AIM Photonics QPSK Transmitter

Tool Used: OptSim Circuit

This example illustrates the simulation of a ring-modulator-based QPSK transmitter using components from the AIM Photonics PDK by Analog Photonics. The design is adapted from work presented in [1].

The topology of Figure 1(a) depicts the Compound Component implementing the transmitter. The QPSK transmitter design uses a Mach-Zehnder Interferometer configuration with ring modulators in each arm to implement BPSK modulation of in-phase (top arm) and quadrature (bottom arm) input signals. Thermal phase shifters in each arm ensure a π/2 phase shift between the two arms, and also help rotate the transmitter output constellation. 

Thermal phase shifters



Figure 1. (a) Ring-modulator-based QPSK transmitter using the AIM Photonics PDK. (b) Schematic for simulating transmitter in a back-to-back configuration with a coherent receiver.

The OptSim Circuit topology of Figure 1(b) depicts the test schematic connecting this transmitter to a QPSK receiver in a back-to-back configuration. The coherent receiver consists of a 90˚ hybrid with local oscillator and balanced receiver, to recover the original transmitted in-phase and quadrature signals.

Figure 2 depicts the QPSK constellation diagram at the output of the transmitter. Figure 3(a) shows the transmitted and received in-phase signals, while Figure 3(b) shows the corresponding quadrature signals. As can be seen, the receiver is able to recover the transmitted signals.

Finally, if you have PhoeniX Software’s OptoDesigner installed and have loaded PDAFlow Libraries into OptSim Circuit, including the PhoeniX version of the AIM Photonics PDK, then you can generate a layout for the transmitter. To do so, use the Generate PDAFlow Netlist from the Utilities menu. This will produce an SPT file in the project directory, which can be loaded into OptoDesigner. Figure 4 shows the corresponding layout.

Output constellation from QPSK transmitter

Figure 2. Output constellation from QPSK transmitter.

Transmitted and received (a) in-phase and (b) quadrature signals.
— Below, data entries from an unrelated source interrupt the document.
PR #3174, opened 2023-06-08
use $addFields and $project in aggregation pipelines

brimoor:
Replaces all usages of `$set` and `$unset` in aggregation pipelines with `$addFields` and `$project: {XXX: False}`, respectively.

This is being done as part of an effort to broaden the compatibility of FiftyOne with older MongoDB versions and other technologies like DocumentDB.

### DIFF
--- a/fiftyone/core/clips.py
+++ b/fiftyone/core/clips.py
@@ -757,12 +757,12 @@ def _write_support_clips(
 
     if is_list:
         pipeline.extend(
-            [{"$unwind": "$support"}, {"$set": {"_rand": {"$rand": {}}}}]
+            [{"$unwind": "$support"}, {"$addFields": {"_rand": {"$rand": {}}}}]
         )
 
     pipeline.extend(
         [
-            {"$set": {"_dataset_id": dataset._doc.id}},
+            {"$addFields": {"_dataset_id": dataset._doc.id}},
             {"$out": dataset._sample_collection_name},
         ]
     )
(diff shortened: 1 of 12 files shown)


fiftyone/core/clips.py
```diff
@@ -887,13 +890,14 @@ def _write_trajectories(dataset, src_collection, field, other_fields=None):
...
-                {"$unset": _tmp_field},
+                {"$project": {_tmp_field: False}},
                 {"$out": dataset._sample_collection_name},
             ]
         )
     finally:
-        cleanup_op = {"$unset": {_tmp_field: ""}}
-        src_dataset._sample_collection.update_many({}, cleanup_op)
+        src_dataset._sample_collection.update_many(
+            {}, {"$unset": {_tmp_field: ""}}
```
swheaton, line 899: Did you mean to use $project here also?

fiftyone/core/clips.py
```diff
@@ -964,8 +968,9 @@ def _write_manual_clips(dataset, src_collection, clips, other_fields=None):
...
```
swheaton, line 972: Same here

brimoor: `$set` and `$unset` are okay in update operations, they just cannot be used in aggregation pipelines in DocumentDB/older Mongo versions

swheaton: Ok I did not notice it was an update op

swheaton (approved):
Looks good to me!

For future readers, here's the [documentDB compatibility page](https://docs.aws.amazon.com/documentdb/latest/developerguide/mongo-apis.html)

Side note for future, another stage we use that is unsupported by Document DB is `$merge`. But that one will be much harder to replace than `$set` and `$unset` I imagine.

swheaton:
I mean, I think it's the main effect right? No other reason to replace those stages.

There are also many ViewExpression functions that are incompatible such as `trim` and `ceil`. Probably not as big of a deal for it to just not work in doc db

Anddraca:
I figured the main push was for compatibility with the older mongo versions. 

If we're going to target documentDB as a first-class second-class citizen, I think it would be worth it to abstract the db access out further so swapping is a lot easier....which brings up the mongoengine conversation, as well. That's why I was curious if it was a targeted goal from a larger perspective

Transmitted and received (a) in-phase and (b) quadrature signals.


Figure 3. Transmitted and received (a) in-phase and (b) quadrature signals.

QPSK transmitter layout in PhoeniX OptoDesigner

Figure 4. QPSK transmitter layout in PhoeniX OptoDesigner.


1.  E. Ghillino, P. Mena, V. Curri, A. Carena, J. Patel, D. Richards, and R. Scarmozzino, "Simulation of silicon photonic coherent PM-QPSK transceivers using microring modulators," 2014 16th International Conference on Transparent Optical Networks (ICTON), paper Tu.C1.5, 6-10 July 2014.